There are reasons soccer has three billion fans. The earliest forms of the “beautiful game” started in ancient China, Europe, and the Americas. It was a way to get prepared for war or honor deities. In Europe people viewed it as a test of courage and strength, and in China it showed grace and skill. Even though soccer is no longer played with human heads as at its origins, it is still a display of bravery, elegance, and finesse. It is these qualities and more that have almost half the world hooked.

Soccer is the most popular and universal sport. One website noted, “…Whether based on most fans or most participants or whatever the definition of popular, World Football / Soccer is top of the list” (www.topendsports.com). This shows it doesn’t matter how popularity is determined or perceived;

soccer is always at the top, with other sports left in the dust. While some might think sports like basketball or American football are dominant they are not even listed by www.mostpopularsports.net in the top five sports worldwide. They are beat out not only by soccer, but also cricket, field-hockey, tennis, and volleyball. Basketball and American football are still in their infancy compared with soccer getting its start thousands of years ago.

Soccer is the number one sport because of its simplicity and ability to be played anywhere with almost anything. A ball can be socks, a tin can, or knotted plastic bags. Goals can be anything that can serve as a marker. It can be played on a street, in a field, or any large, empty space. This is why soccer is superior to a sport like American football, which is impossible to play without a proper ball and field. As virtual magazine author Dan Zilberman wrote:
In the [m]ajor countries, especially the less developed, you can see kids from [a] very young age play with the ball trying to score goals. You can see the passion in their eyes, and the longing to the ball. You will not see them on the street playing volleyball or [t]ennis. Then they grow up and share the passion with their families and children (www.ezinearticles.com).

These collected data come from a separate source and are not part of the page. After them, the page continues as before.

PR #2440, opened 2026-07-12
fix(inner): default the terminal pane to a UTF-8 locale for native TUI harnesses (#2427)

### LINKED ISSUE #2427: Native TUI harnesses (opencode/pi/hermes) render mojibake for multibyte UTF-8 when the terminal env has no UTF-8 LANG/LC_ALL
When running the native TUI harnesses (opencode, pi, hermes) in the web UI on a deployment whose environment has an **empty `LANG` and no `LC_ALL`** (only `LC_CTYPE=C.UTF-8`, as in the CoDA Databricks Apps container), multibyte UTF-8 characters render as cascading mojibake in both the chat view and the raw terminal view.

Example: a `Ã¢` (U+2192, UTF-8 `E2 86 92`) emitted by the agent shows up as `ÃÃÃÃÃÃÃÂ¢` Ã¢ the classic UTF-8Ã¢Latin-1/CP1252 re-encode signature.

## Root cause

The affected native TUI CLIs read `LC_ALL` / `LANG` **directly** (rather than calling POSIX `setlocale`, which would honor `LC_CTYPE`). With `LANG` empty and `LC_ALL` unset, they fall back to an ASCII/Latin-1 codeset and re-encode their internal UTF-8 output byte-by-byte, producing the mojibake. The corrupt bytes are what the CLI physically writes to its tmux pane, which is why the garbling appears in the raw terminal view too (tmux `%output` is byte-transparent).

Tools that call `setlocale` (claude, codex) are unaffected because glibc honors `LC_CTYPE`.

## Repro conditions

- Deployment env: `LANG` empty/unset, `LC_ALL` unset, `LC_CTYPE=C.UTF-8`.
- Harness: opencode / pi / hermes native (tmux) launched via `omnigent/inner/terminal.py`.
- Client: any; observed on Windows/Edge.

## Proposed fix

In `omnigent/inner/terminal.py:TerminalInstance.launch`, force a UTF-8 locale (`LANG=LC_ALL=C.UTF-8`) into the terminal spawn env when the inherited env carries no UTF-8 signal in the vars the CLIs actually read (`LC_ALL`/`LANG`). A UTF-8 `LC_CTYPE` alone does not count. Operator-provided UTF-8 locales are preserved; a pinned non-UTF-8 `LC_ALL` is corrected; no-op on Windows.

Helpers: `_is_utf8_locale_value`, `_has_utf8_locale`, `_apply_utf8_locale_default`. `C.UTF-8` chosen because it needs no locale archive (present on minimal container images where `en_US.UTF-8` is not). Unit tests cover POSIX precedence, the `LC_CTYPE=C.UTF-8`+empty-`LANG` repro config, operator-locale preservation, non-UTF-8 `LC_ALL` correction, and the Windows no-op.

## Notes

There is a **separate but related** mojibake bug on the consumer side (the CoDA Databricks Apps repo) where the PTY reader decoded each 64 KiB `os.read` chunk independently with `bytes.decode(errors="replace")`, mangling multibyte chars split across chunk boundaries. That has been fixed in that repo with a stateful incremental UTF-8 decoder; this issue tracks only the omnigent-side locale fix.

abhay-codes07:
## Related issue

Closes #2427

## Summary

Native TUI harnesses (opencode, pi, hermes) render multibyte UTF-8 as cascading mojibake in both the chat view and the raw terminal view when the deployment env has an **empty `LANG` and no `LC_ALL`** (only a UTF-8 `LC_CTYPE`, as in a minimal container).

- Those CLIs read `LC_ALL` / `LANG` **directly** rather than calling POSIX `setlocale` (which would honor `LC_CTYPE`). With no UTF-8 signal in the vars they read, they fall back to an ASCII/Latin-1 codeset and re-encode their own UTF-8 output byte-by-byte. Because the corrupt bytes are what the CLI physically writes to the tmux pane, the garbling appears in the raw terminal view too (tmux `%output` is byte-transparent). CLIs that call `setlocale` (claude, codex) are unaffected.
- `TerminalInstance.launch` now forces `LANG=LC_ALL=C.UTF-8` into the pane spawn env when the inherited env carries no UTF-8 signal in `LC_ALL`/`LANG`. A UTF-8 `LC_CTYPE` alone is **not** treated as a signal (it doesn't help these CLIs). Operator-provided UTF-8 locales are preserved; a pinned non-UTF-8 `LC_ALL` is corrected; no-op on Windows (tmux panes are POSIX-only). `C.UTF-8` needs no locale archive, so it's present on minimal images where `en_US.UTF-8` is not.

Scope note (from the issue): there's a *separate* consumer-side mojibake bug (a PTY reader decoding each `os.read` chunk independently, splitting multibyte chars across chunk boundaries) fixed in the downstream repo. This PR is only the omnigent-side locale fix.

## Test Plan

Added to `tests/inner/test_terminal.py` — pure, platform-independent unit tests for the three new helpers:

- `_is_utf8_locale_value`: codeset parsing, case/separator-insensitive (`utf8` == `UTF-8`), `@modifier` handling, bare `C`/`POSIX`/empty/`None` rejected
- `_has_utf8_locale`: POSIX `LC_ALL`-over-`LANG` precedence, and that a UTF-8 `LC_CTYPE` alone is ignored (the exact repro config)
- `_apply_utf8_locale_default`: fixes the `LC_CTYPE=C.UTF-8` + empty-`LANG` repro, preserves an operator's `en_US.UTF-8`, corrects a pinned non-UTF-8 `LC_ALL`, and is a no-op on Windows

```
OMNIGENT_SKIP_WEB_UI=true uv run pytest tests/inner/test_terminal.py -k "utf8 or locale" -q
# 17 passed
```

`ruff check` + `ruff format` clean. (Three unrelated `test_terminal.py` failures — idle-watcher / keep-alive — reproduce on clean `main` in this Windows dev env and are not touched by this change.)

## Demo

Before/after in a terminal with multibyte characters, in a real POSIX shell with the exact repro env from the issue (UTF-8 `LC_CTYPE`, empty `LANG`, no `LC_ALL`). BEFORE is `main` passing the env through as-is; AFTER is the same env after `TerminalInstance.launch` calls `_apply_utf8_locale_default`, which pins `LANG=LC_ALL=C.UTF-8`. The `agent ->` line is emitted by a stand-in that reads `LC_ALL`/`LANG` directly like the native CLIs (opencode/pi/hermes) do.

before and after terminal with multibyte characters

## Type of change

- [x] Bug fix
- [ ] Feature
- [ ] UI / frontend change
- [ ] Refactor / chore
- [ ] Docs
- [ ] Test / CI
- [ ] Breaking change

## Test coverage

- [ ] Not applicable

## Coverage notes

Manual: the helper unit tests are new code that implements the fix, so they exercise the exact locale-precedence and platform-guard logic; they pass with the change and cannot import without it. The `launch()` call site is a single guarded line inserted after the env is finalized (post secret-strip), so the pane inherits the normalized locale.

## Changelog

Native TUI harnesses (opencode, pi, hermes) no longer render multibyte UTF-8 as mojibake on deployments whose environment lacks a UTF-8 `LANG`/`LC_ALL`.

### DIFF
--- a/omnigent/inner/terminal.py
+++ b/omnigent/inner/terminal.py
@@ -650,6 +650,60 @@ def _strip_ansi(text: str) -> str:
     return _ANSI_RE.sub("", text)
 
 
+def _is_utf8_locale_value(value: str | None) -> bool:
+    """Whether a locale string names a UTF-8 codeset.
+
+    A POSIX locale looks like ``language[_TERRITORY][.codeset][@modifier]``;
+    the codeset after the dot is what selects the encoding (``en_US.UTF-8``,
+    ``C.UTF-8``). Bare ``C`` / ``POSIX`` and empty values are not UTF-8.
+    Matching is case- and separator-insensitive (``utf8`` == ``UTF-8``).
+
+    :param value: A locale string such as ``"C.UTF-8"``, or ``None``.
+    :returns: ``True`` when the codeset is UTF-8.
+    """
+    if not value:
+        return False
+    codeset = value.split("@", 1)[0]
+    codeset = codeset.rsplit(".", 1)[-1] if "." in codeset else ""
+    return codeset.replace("-", "").lower() == "utf8"
+
+
+def _has_utf8_locale(env: dict[str, str]) -> bool:
+    """Whether the env already carries a UTF-8 signal the TUI CLIs honor.
+
+    The CLIs that mis-decode (opencode/pi/hermes) read ``LC_ALL`` / ``LANG``
+    directly rather than calling ``setlocale``, so only those two vars count
+    here; a UTF-8 ``LC_CTYPE`` alone does not help them. Per POSIX precedence
+    a non-empty ``LC_ALL`` overrides ``LANG``.
+
+    :param env: The prospective terminal spawn environment.
+    :returns: ``True`` when the effective ``LC_ALL``/``LANG`` names UTF-8.
+    """
+    lc_all = env.get("LC_ALL")
+    if lc_all:
+        return _is_utf8_locale_value(lc_all)
+    return _is_utf8_locale_value(env.get("LANG"))
+
+
+def _apply_utf8_locale_default(env: dict[str, str]) -> None:
+    """Force ``LANG=LC_ALL=C.UTF-8`` when the env lacks a UTF-8 locale signal.
+
+    Mutates ``env`` in place. No-op on Windows (tmux terminals are POSIX-only)
+    and when the operator already supplied a UTF-8 ``LC_ALL``/``LANG`` (that
+    value is preserved). A pinned non-UTF-8 ``LC_ALL`` (e.g. ``C``) is
+    corrected. ``C.UTF-8`` is chosen because it needs no locale archive and so
+    is present on minimal container images where ``en_US.UTF-8`` is not.
+
+    :param env: The terminal spawn environment to normalize.
+    """
+    if IS_WINDOWS:
+        return
+    if _has_utf8_locale(env):
+        return
+    env["LANG"] = "C.UTF-8"
+    env["LC_ALL"] = "C.UTF-8"
+
+
 def _tmux_available() -> bool:
     """Check if tmux is installed."""
     return shutil.which("tmux") is not None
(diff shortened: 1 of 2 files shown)


TomeHirata:
Can you take a screenshot of terminal including multibyte chars before and after the change?

abhay-codes07:
Here is a before/after from a terminal with multibyte characters.

Setup: a real POSIX shell (WSL Ubuntu) with the exact repro env from the issue, a UTF-8 `LC_CTYPE`, an empty `LANG`, and no `LC_ALL`. The three helpers from this PR (`_is_utf8_locale_value`, `_has_utf8_locale`, `_apply_utf8_locale_default`) run with their logic unchanged. The `agent ->` line is written by a small stand-in that behaves like the native CLIs (opencode/pi/hermes): it reads `LC_ALL`/`LANG` directly instead of calling `setlocale`, so a UTF-8 `LC_CTYPE` alone does not help it, and on a non-UTF-8 fallback it re-encodes its own UTF-8 output byte by byte, which is what puts the garbled bytes into the pane.

BEFORE is the env as `main` passes it through. AFTER is the same env after `TerminalInstance.launch` calls `_apply_utf8_locale_default`, which pins `LANG=LC_ALL=C.UTF-8`.

before and after terminal with multibyte characters

I did not have opencode/pi installed on this box, so this drives the locale path directly with the PR's helper rather than a full harness pane. Happy to redo it inside a real harness if you would rather see that.

TomeHirata (approved):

Another reason soccer is widespread is that anyone can play it, unlike basketball, which is dominated by big, tall players. In soccer, height and size have a minimal effect on a player’s overall success. Soccer can be played with anywhere from two to twenty-plus players, making it easy for spontaneous matches to be started, stopped, and continued at a later date with different players.

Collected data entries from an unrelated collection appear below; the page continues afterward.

PR #2443, opened 2026-07-12
fix: exclude native TUI wrappers from brainHarnessLabels

Gerkinfeltser:
## Problem

`fetchHarnessLabels()` in `web/src/lib/agentLabels.ts` unconditionally merges every harness from `GET /v1/harnesses` into `brainHarnessLabels`, including native TUI wrappers (hermes-native, claude-native, etc.).

The `BRAIN_HARNESS_LABELS` constant correctly excludes native wrappers — the comment says:

> Native terminal wrappers (claude-native / codex-native) are deliberately absent: an agent whose declared harness isn't in this map gets no harness options or pill suffix at all.

But the dynamic merge undoes this intent by adding all server catalog entries, including native harnesses.

This causes native agents without `permissionMode`/`approvalMode`/`cursorMode` capabilities (currently Hermes) to show a spurious harness-override flyout, since `hasKnobs()` in the NewChatDialog checks `brainHarnessLabels` as a fallback.

## Fix

Filter out native coding agent harnesses (from `NATIVE_CODING_AGENTS`) before merging server catalog entries into the labels map.

## Impact

- **Hermes** no longer shows a harness-override flyout (Claude SDK, Codex, Cursor, etc.) in the New Session picker — matching all other native harnesses.
- Any future native agent without those three capability flags would also be protected.
- No behavioral change for bundle/custom agents (Polly, Debby, etc.) — their brain harness flyouts are unaffected.

### DIFF
--- a/web/src/lib/agentLabels.test.ts
+++ b/web/src/lib/agentLabels.test.ts
@@ -1,0 +1,67 @@
+import { afterEach, describe, expect, it, vi } from "vitest";
+import { NATIVE_CODING_AGENTS } from "@/lib/nativeCodingAgents";
+
+// Mock the fetch used by fetchHarnessLabels.
+const mockFetch = vi.fn();
+vi.mock("@/lib/identity", () => ({
+  authenticatedFetch: (...args: unknown[]) => mockFetch(...args),
+}));
+
+// Import after mocking so the mock is in place.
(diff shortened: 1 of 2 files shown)


hzub:
Thanks for the contribution. The current catalog contract already excludes native wrappers from the picker labels, so this fix isn’t needed. Closing the PR.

Soccer’s rules are simple. As soccer player and manager Phil Woosnam once stated, “The rules of soccer are very simple, basically it is this: if it moves, kick it. If it doesn't move, kick it until it does.” Although a bit of an overstatement, the message is clear: soccer is simple. Anyone wishing to play can do so governed by a few parameters: don’t use your hands, don’t shove or trip, and get the ball between the goal markers. This is a reason why soccer reigns over a sport like golf where the rules are complicated and not easily understood.

To find out for myself how much people know about soccer and to assess soccer’s effect on a local scale, I administered a quiz with some questions regarding general information about soccer. I tested twenty-four teenagers, including some soccer players and some non-soccer players. I found that, on average, people who play soccer and people who don’t get about the same number correct. This suggests soccer is universal and even reaches to non-soccer players.

Soccer’s simplicity makes it the worldwide sport. Games that require complicated rules, expensive equipment, and specific fields stand no chance against the “beautiful game”. Because of the simple joy and happiness that comes from soccer, the number of followers and the number of players will continue to increase. Those three billion devotees will continue to cheer and pass down the love of soccer to their children.